What is this book about?
“In One Person” explores the extremely complex emotional tangles of one bi-sexual man, Billy, whose many crushes and lovers include a straight woman, two transgender women, gay boys and gay men, all encountered in his quest for self-definition and acceptance – and played out against the all-too-real background of the AIDS epidemic in the 1980s. If this sounds complicated, it is. Irving swings back and forth in time and place (and you could say Billy swings back and forth as well), but readers along for the ride will enjoy the journey.
Why you’ll like it:
Irving is an original. He’s an admirer of Dickens who, like the English master, knows how to imagine vivid characters, the kind of people who keep you reading even if the plot grows melodramatic. And he’s not afraid of controversial topics. This exploration of the twists and turns of sexuality and how it shapes one’s identity is a challenging, revealing story, one that throws new light on the peculiar American tension between expressing oneself honestly and fully and fitting into the expectations of others. The world according to Billy (sorry, impossible to resist) may be an unfamiliar place, but you won’t be bored there.
What others are saying:
Says Publishers Weekly: “ [It] tells the oftentimes outrageous story of bisexual novelist Billy Abbott, who comes of age in the uptight 1950s and explores his sexuality through two decadent decades into the plague-ridden 1980s and finally to a more positive present day. Sexual confusion sets in early for Billy, simultaneously attracted to both the local female librarian and golden boy wrestler Jacques Kittredge, who treats Billy with the same disdain he shows Billy’s best friend (and occasional lover) Elaine. Faced with an unsympathetic mother and an absent father who might have been gay, Billy travels to Europe, where he has affairs with a transgendered female and an older male poet, an early AIDS activist. Irving’s take on the AIDS epidemic in New York is not totally persuasive (not enough confusion, terror, or anger), and his fractured time and place doesn’t allow him to generate the melodramatic string of incidents that his novels are famous for. In the end, sexual secrets abound in this novel, which intermittently touches the heart as it fitfully illuminates the mutability of human desire.”

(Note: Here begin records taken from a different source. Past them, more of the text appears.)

PR #460, opened 2025-01-08
Calculate class_commitment from proof

notlesh:
This works around an issue introduced when Pathfinder [removed `class_commitment` from its class proof](https://github.com/eqlabs/pathfinder/pull/2452).

The proofs we get back from `Pathfinder` (prior to v0.8 RPC) are in order. What that means is that the proof is a list of MPT nodes, ordered such that you can walk through the proof from top-to-bottom. This implies that the first node is always the root node, which is the same thing as the `commitment`. In other words, we can get the root/commitment by simply looking at the first node, and that's what this PR does.

Note, however, that this is redundant -- `verify_proof()` ultimately hashes the root node and compares that to `class_commitment`, which is exactly what this PR does. It would be just as good to make `class_commitment` an `Option` an only verify it then; but this PR at least makes the problem clear.

## Type

- [ ] feature
- [x] bugfix
- [ ] build
- [ ] docs
- [ ] testing

## Breaking changes?

- [ ] yes
- [ ] no

### DIFF
--- a/crates/rpc-client/src/pathfinder/proofs.rs
+++ b/crates/rpc-client/src/pathfinder/proofs.rs
@@ -106,6 +106,9 @@ impl PathfinderClassProof {
     ///
     /// However, the proof should always start with the root node, which means all we have
     /// to do is hash the first node in the proof to get the same thing.
+    ///
+    /// NOTE: the v0.8 RPC spec does NOT require the proof to be in order, in which case it is
+    ///       much trickier to guess what the root node is.
     pub fn class_commitment(&self) -> Result<Felt, ProofVerificationError> {
         if !self.class_proof.is_empty() {
             Ok(self.class_proof[0].hash::<PoseidonHash>())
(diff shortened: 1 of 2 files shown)


ftheirs (approved):
LGTM

crates/rpc-client/src/pathfinder/proofs.rs
```diff
@@ -106,6 +106,9 @@ impl PathfinderClassProof {
     ///
     /// However, the proof should always start with the root node, which means all we have
     /// to do is hash the first node in the proof to get the same thing.
+    ///
+    /// NOTE: the v0.8 RPC spec does NOT require the proof to be in order, in which case it is
+    ///       much trickier to guess what the root node is.
```
notlesh, line 111: To elaborate here:

The proof is (1) not required to be in order by the spec and (2) is not in order in my experimentation in `v0.8`. Nor should it be since it consolidates proofs.

A workaround would be to reconstruct a tree view of the proof, in which case it should be clear what the root node is, but this is definitely not ideal.

The `v0.8` RPC proof endpoint does provide commitments, but there are caveats.

whichqua (approved):
LGTM!

HermanObst (approved):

“What is ‘normal’? Does it really matter? In Irving’s latest novel … nearly everyone has a secret, but the characters who embrace and accept their own differences and those of others are the most content. … This wonderful blend of thought-provoking, well-constructed, and meaningful writing is what one has come to expect of Irving, and it also makes for an enjoyable page-turner,” says Library Journal.

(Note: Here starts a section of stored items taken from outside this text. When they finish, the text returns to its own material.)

Issue #470, opened 2025-02-13
bug: support deprecated v0 declare txns


whichqua:
**Describe the Feature Request**

Currently we don't support v0 declare txns. 
We need to:
- [x] Support `DECLARE` V0 on snos
- [ ] Fetch and re-execute these txns with blockifier

**Related Code**

```
thread 'main' panicked at ~/snos/crates/rpc-replay/src/transactions.rs:368:42:
not implemented: starknet_rs_to_blockifier with DeclareTransaction::V0
note: run with `RUST_BACKTRACE=1` environment variable to display a backtrace
```

**Additional Context**

- https://docs.starknet.io/architecture-and-concepts/network-architecture/transactions/#v0_unsupported_hash_calculation
- https://book.starknet.io/es/ch03-01-transactions.html

whichqua:
We can execute txns on snos successfully.
This test passes:
```rs
#[rstest]
#[tokio::test(flavor = "multi_thread", worker_threads = 1)]
async fn declare_v0_cairo0_account(block_context: BlockContext) {
    use starknet_api::core::{ContractAddress, PatriciaKey};
    use starknet_api::{felt, patricia_key};

    let initial_state = StarknetStateBuilder::new(&block_context).build().await;

    let tx_version = TransactionVersion::ZERO;

    let blockifier_class = BlockifierDeprecatedClass::default();
    let class_info = calculate_class_info_for_testing(blockifier_class.into());

    let sender_address = contract_address!("0x1");
    let declare_tx = blockifier::test_utils::declare::declare_tx(
        declare_tx_args! {
            max_fee: Fee(0),
            sender_address,
            version: tx_version,
            // class_hash: ClassHash(Felt252::from_hex_unchecked("0x5c478ee27f2112411f86f207605b2e2c58cdb647bac0df27f660ef2252359c6")),
        },
        class_info,
    );

    let txs = vec![declare_tx].into_iter().map(Into::into).collect();
    let _result = execute_txs_and_run_os(
        crate::common::DEFAULT_COMPILED_OS,
        initial_state.cached_state,
        block_context,
        txs,
        Default::default(),
        Default::default(),
        HashMap::default(),
    )
    .await
    .expect("OS run failed");
}
```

“Billy Dean (aka Billy Abbott) has a difficult time holding it together in one person, for his bisexuality pulls him in (obviously) two different directions. Billy comes of age in what is frequently, and erroneously, billed as a halcyon and more innocent age, the 1950s. … Woody Allen’s bon mot about bisexuality is that it doubled one’s chances for a date, but in this novel Irving explores in his usual discursive style some of the more serious and exhaustive consequences of Allen’s one-liner,” says Kirkus Reviews.

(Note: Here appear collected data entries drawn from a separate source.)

PR #473, opened 2025-03-05
test: class hash verification check

whichqua:
This PR tries to deploy a pre_v0.10.0 contract with the different available classhashing approaches and proves that the starknet_core one does not work.

## Type

- [ ] feature
- [ ] bugfix
- [ ] build
- [ ] docs
- [x] testing

## Breaking changes?

- [ ] yes
- [x] no

### DIFF
--- a/tests/integration/class_hash_tests.rs
+++ b/tests/integration/class_hash_tests.rs
@@ -1,0 +1,399 @@
+use std::{
+    collections::HashMap,
+    path::{Path, PathBuf},
+    sync::Arc,
+};
+
+use blockifier::{
+    blockifier::block::BlockInfo,
+    bouncer::BouncerConfig,
+    context::{BlockContext, ChainInfo, FeeTokenAddresses},
+    declare_tx_args, deploy_account_tx_args,
+    execution::contract_class::{ClassInfo, ContractClassV0},
+    invoke_tx_args,
+    state::cached_state::CachedState,
+    test_utils::{
+        create_calldata, declare::declare_tx, deploy_account::deploy_account_tx, invoke::invoke_tx, NonceManager,
+    },
+    transaction::{
+        account_transaction::AccountTransaction,
+        objects::TransactionExecutionInfo,
+        test_utils::{account_invoke_tx, calculate_class_info_for_testing},
+        transactions::ExecutableTransaction,
+    },
+    versioned_constants::VersionedConstants,
+};
+
+use starknet_api::deprecated_contract_class::ContractClass as DeprecatedContractClass;
+
+use blockifier::transaction::transaction_execution::Transaction;
+use cairo_vm::Felt252;
+use rstest::{fixture, rstest};
+use starknet_api::{
+    core::{calculate_contract_address, ChainId, ClassHash, ContractAddress},
+    transaction::{Calldata, ContractAddressSalt, TransactionVersion},
+};
+use starknet_os::{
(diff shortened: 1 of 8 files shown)


tests/integration/class_hash_tests.rs
```diff
@@ -0,0 +1,399 @@
...
+    let execution_infos: Vec<_> =
+        init_txs.into_iter().map(|tx| execute_transaction(tx, &mut cached_state, &block_context)).collect();
+    validate_execution_infos(&execution_infos);
+
+    let mut tx_contracts = vec![];
+
+    let mut txs = Vec::new();
+
+    let (_, pre_0_10_0_contract) = load_cairo0_feature_contract("pre_0_10_0_contract");
+    let pathfinder_class_hash = pre_0_10_0_contract.class_hash().unwrap();
```
ftheirs, line 161: I'd add some comment with links to Pathfinder workaround for the missing compiler version or link the related PRs to this fix

ftheirs (approved):
LGTM

notlesh (changes requested):
This needs some further explanation, esp. in the code.

It sounds like a rather intricate problem, but there isn't enough context in the PR to understand it.

It also needs some rationale in the code, as well. My understanding so far is that we're testing the brokenness of some upstream project and showing in the code that one thing works and the other doesn't.

If that's the right idea, then I could argue that this doesn't belong in our codebase in general. But in any case, it needs some documentation in the tests that explain why it exists here and some more context on the underlying issue.

whichqua:
@notlesh I have added some context here https://github.com/keep-starknet-strange/snos/pull/473/commits/36c33e130a0a82c655b4c93227f9b2ed86bb43c6. Let me know if that helps

tests/integration/class_hash_tests.rs
notlesh: @whichqua Please follow up on this, it's still difficult to understand what all of this PR is doing

tests/integration/class_hash_tests.rs
```diff
@@ -0,0 +1,419 @@
...
+/// - deploy the account
+///
+/// #### Deploy our pre 0.9.0 contract
+/// We will reuse the state for these txns.
+/// We will also attempt to use both hashing mechanisms to assert which snos supports:
+///
+/// - declare the old contract
+/// - deploy the old contract
+///
+/// These tests check which is supported and show that the pathfinder method is the correct one.
```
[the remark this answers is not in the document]
whichqua: Added more context here:
https://github.com/keep-starknet-strange/snos/pull/473/commits/48fe8598a97b32eeac98c9d1c9d1ab61e187b36d

tests/integration/class_hash_tests.rs
whichqua: Added more context with https://github.com/keep-starknet-strange/snos/pull/473/commits/48fe8598a97b32eeac98c9d1c9d1ab61e187b36d

tests/integration/class_hash_tests.rs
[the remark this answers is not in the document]
notlesh: Ok, that helps a lot. One last thing: I'd say up-front which one is broken. The way it's written makes it sound like either one is ok and we just need to pick one, but there's a correct and an incorrect one.

Also, is there an upstream issue for the broken one we can point to?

Says Ron Charles in The Washington Post: “…the sophisticated and garish elements of ‘In One Person’ are laced together in an act of literary transvestism…[the] wonderful first section of the novel shows what a ringmaster Irving can be. His looping chronology gives the impression of aimless digression only until we catch up and find him on the trail of some larger truth. The story swings confidently from the burlesque comedy of Billy’s dolled-up grandfather to the poignant anxiety of the boy’s sexual confusion. And it’s full of insights about classic theatre and novels, all gracefully integrated into Billy’s struggle to figure out what kind of person he is.”
When is it available?
If you want to wrestle with “In One Person,” it can be found at the Downtown Hartford Public Library and the Barbour, Dwight and Goodwin branches.